> **Directions**:
Please set down, unchanged, the line containing "Add docs on database of hydrus" and all the lines that follow it until the data below ends.

══════

PR #495, opened 2020-08-19
Add docs on database of hydrus

sameshl:
### Description

Add docs on `hydrus` explaining how `hydrus` goes about creating the database(and the server) when given an API Doc.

══════

> **Result of this exercise**:
Add docs on database of hydrus

sameshl:
### Description

Add docs on `hydrus` explaining how `hydrus` goes about creating the database(and the server) when given an API Doc.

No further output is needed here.